If you can’t think of a good name for it, it’s probably bad code

Do not just call a variable "thingy" or "boolean" because you can’t think of a more descriptive name for it. Explain what it does to the TA or to a friend who’s a more experienced coder and see what they’d call it. If you can’t figure out how to explain to them what it does, then that is often an indication that it doesn’t really work at all. At very least, it’s probably too convoluted for anyone to figure out. You should try to think of a better way to write it.

Believe it or not, becoming a good programmer often involves extending your vocabulary. If you run out of ideas for a variable, try bringing up Word and using its thesaurus feature to look for related words and concepts that you can use.

Comments are the documentation technique of last resort

Suppose you’re writing some kind of a command processor. It reads a command, looks up the appropriate procedure to handle the command, and then runs it. Sometimes, you need to have a procedure whose purpose is to drop you out of the handler for the command and return you directly to command processor. (If you don’t know how to write one of these don’t worry, suffice it to say that it’s possible). A good programmer will call this procedure something like abort-to-command-processor. However, a bad programmer will call it something like stop-thingy and then write half a page of comments above its definition explaining that it aborts the processing of the current command and returns execution to the command processor. The problem with this approach is that half the readers of the program won’t be looking at the definition of the procedure when they want to understand it, they’ll be looking at one of the calls to it. Half of them will assume that there is some class called thingy and will start looking for thingy.h or thingy.scm, figuring that it’s better to figure out what thingys are first, before trying to figure out how thingys get stopped.

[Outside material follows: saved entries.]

PR #1348, opened 2023-08-29
Desugar ||= more accurately

kddnewton:
Class variables, global variables, constants, and constant paths should actually desugar to `defined?` instead of just reading the value.

### DIFF
--- a/lib/yarp/desugar_visitor.rb
+++ b/lib/yarp/desugar_visitor.rb
@@ -8,26 +8,16 @@ module YARP
     #
     # @@foo && @@foo = bar
     def visit_class_variable_and_write_node(node)
-      AndNode.new(
-        ClassVariableReadNode.new(node.name_loc),
-        ClassVariableWriteNode.new(node.name_loc, node.value, node.operator_loc, node.location),
-        node.operator_loc,
-        node.location
-      )
+      desugar_and_write_node(node, ClassVariableReadNode, ClassVariableWriteNode)
     end
 
     # @@foo ||= bar
     #
     # becomes
     #
-    # @@foo || @@foo = bar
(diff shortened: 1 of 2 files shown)


jemmaissroff (approved):

lib/yarp/desugar_visitor.rb
```diff
@@ -263,5 +233,35 @@ def desugar_operator_write_node(node, write_class, read_class, arguments: [])
...
+    def desugar_or_write_node(node, read_class, write_class, arguments: [])
+      OrNode.new(
+        read_class.new(*arguments, node.name_loc),
+        write_class.new(*arguments, node.name_loc, node.value, node.operator_loc, node.location),
+        node.operator_loc,
+        node.location
+      )
+    end
+
+    # Don't desugar `x ||= y` to `defined?(x) ? x : x = y`
```
eregon, line 247: `Don't desugar` -> `Desugar`, right?

lib/yarp/desugar_visitor.rb
```diff
@@ -149,12 +134,7 @@ def visit_global_variable_and_write_node(node)
     #
     # $foo || $foo = bar
```
eregon, line 135: `defined?($foo) ? $foo : $foo = bar`

lib/yarp/desugar_visitor.rb
```diff
@@ -59,12 +44,7 @@ def visit_constant_and_write_node(node)
     #
     # Foo || Foo = bar
```
eregon, line 45: `defined?(Foo) ? Foo : Foo = bar`

eregon (commented):
Thanks!

eregon:
^ I'll do these since I'm touching that file anyway.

Redundant comments are worse than no comments

"Add one to x" is not a useful comment for the statements "(set! x (+ x 1))" or "x += 1;". Many students add comments to their code that just get in the way of reading the code. You should only add comments when they express something that isn’t already evident from the code itself. Comments are more code that the poor reader has to wade through, so you need to carefully balance their benefits against the cost of having to read them.